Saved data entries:
Segment Open

PR #177, opened 2017-07-17
DISPATCH-767 - Added code to support multi frame message streaming

ganeshmurthy:
1. Added new core API function qdr_deliver_continue() that will continue
delivering a large message
2. Modified qdr_link_process_deliveries() to not remove deliveries from
the undelivered list until they are fully delivered
3. Modified qd_message_receive() to recieve partial messages.
4. Modified qd_message_send() to be able to handle streaming send. This
function can now be called multiple times for the same message. It keeps
internal pointers to the point upto which the message has been sent and
is able to continue where it left off. Message content buffers are freed
as soon as the message has been sent to all recipients.
5. Added peer linkage for large settled deliveries and added a settled
list to handle with abrupt connection terminations when large messages
are being transmitted.
6. Added unit tests to test large messages.

### DIFF
--- a/include/qpid/dispatch/message.h
+++ b/include/qpid/dispatch/message.h
@@ -201,9 +201,9 @@ int  qd_message_get_phase_annotation(const qd_message_t *msg);
 void qd_message_set_ingress_annotation(qd_message_t *msg, qd_composed_field_t *ingress_field);
 
 /**
- * Receive message data via a delivery.  This function may be called more than once on the same
- * delivery if the message spans multiple frames.  Once a complete message has been received, this
- * function shall return the message.
+ * Receive message data frame by frame via a delivery.  This function may be called more than once on the same
+ * delivery if the message spans multiple frames. Always returns a message. The message buffers are filled up to the point with the data that was been received so far.
+ * The buffer keeps filling up on successive calls to this function.
  *
  * @param delivery An incoming delivery from a link
  * @return A pointer to the complete message or 0 if the message is not yet complete.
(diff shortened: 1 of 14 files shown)


src/router_core/transfer.c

Segment Closed

## AIM OF THE TASK:
Only lines with the word "been" are wanted, so copy each one from the records.

## WRITTEN RESPONSE:
internal pointers to the point upto which the message has been sent and
as soon as the message has been sent to all recipients.
- * delivery if the message spans multiple frames.  Once a complete message has been received, this
+ * delivery if the message spans multiple frames. Always returns a message. The message buffers are filled up to the point with the data that was been received so far.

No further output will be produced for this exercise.